Stored data:
******************************

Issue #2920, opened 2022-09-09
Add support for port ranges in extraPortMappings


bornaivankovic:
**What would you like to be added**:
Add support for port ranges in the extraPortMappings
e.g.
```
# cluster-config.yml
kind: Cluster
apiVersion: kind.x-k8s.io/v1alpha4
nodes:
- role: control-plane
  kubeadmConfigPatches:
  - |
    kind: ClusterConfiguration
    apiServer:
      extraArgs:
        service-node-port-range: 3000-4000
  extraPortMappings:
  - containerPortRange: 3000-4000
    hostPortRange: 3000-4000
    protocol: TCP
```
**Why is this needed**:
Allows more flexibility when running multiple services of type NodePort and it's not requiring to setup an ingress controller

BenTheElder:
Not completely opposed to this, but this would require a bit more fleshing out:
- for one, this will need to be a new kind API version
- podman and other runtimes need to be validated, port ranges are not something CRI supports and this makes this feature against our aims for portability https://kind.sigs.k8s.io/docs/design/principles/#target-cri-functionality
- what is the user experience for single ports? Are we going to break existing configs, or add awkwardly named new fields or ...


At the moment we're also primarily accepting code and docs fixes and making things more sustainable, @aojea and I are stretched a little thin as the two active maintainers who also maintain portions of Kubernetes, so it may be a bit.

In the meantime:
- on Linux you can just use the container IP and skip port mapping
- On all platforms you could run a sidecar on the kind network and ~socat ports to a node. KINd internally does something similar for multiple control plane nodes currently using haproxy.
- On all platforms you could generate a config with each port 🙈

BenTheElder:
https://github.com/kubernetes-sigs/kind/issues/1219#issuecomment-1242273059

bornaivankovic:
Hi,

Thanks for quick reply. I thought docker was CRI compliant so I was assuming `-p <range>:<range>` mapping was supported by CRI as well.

******************************

Exercise aim | Your task is to restate all of the records above word for word.

Final answer |
Issue #2920, opened 2022-09-09
Add support for port ranges in extraPortMappings


bornaivankovic:
**What would you like to be added**:
Add support for port ranges in the extraPortMappings
e.g.
```
# cluster-config.yml
kind: Cluster
apiVersion: kind.x-k8s.io/v1alpha4
nodes:
- role: control-plane
  kubeadmConfigPatches:
  - |
    kind: ClusterConfiguration
    apiServer:
      extraArgs:
        service-node-port-range: 3000-4000
  extraPortMappings:
  - containerPortRange: 3000-4000
    hostPortRange: 3000-4000
    protocol: TCP
```
**Why is this needed**:
Allows more flexibility when running multiple services of type NodePort and it's not requiring to setup an ingress controller

BenTheElder:
Not completely opposed to this, but this would require a bit more fleshing out:
- for one, this will need to be a new kind API version
- podman and other runtimes need to be validated, port ranges are not something CRI supports and this makes this feature against our aims for portability https://kind.sigs.k8s.io/docs/design/principles/#target-cri-functionality
- what is the user experience for single ports? Are we going to break existing configs, or add awkwardly named new fields or ...


At the moment we're also primarily accepting code and docs fixes and making things more sustainable, @aojea and I are stretched a little thin as the two active maintainers who also maintain portions of Kubernetes, so it may be a bit.

In the meantime:
- on Linux you can just use the container IP and skip port mapping
- On all platforms you could run a sidecar on the kind network and ~socat ports to a node. KINd internally does something similar for multiple control plane nodes currently using haproxy.
- On all platforms you could generate a config with each port 🙈

BenTheElder:
https://github.com/kubernetes-sigs/kind/issues/1219#issuecomment-1242273059

bornaivankovic:
Hi,

Thanks for quick reply. I thought docker was CRI compliant so I was assuming `-p <range>:<range>` mapping was supported by CRI as well.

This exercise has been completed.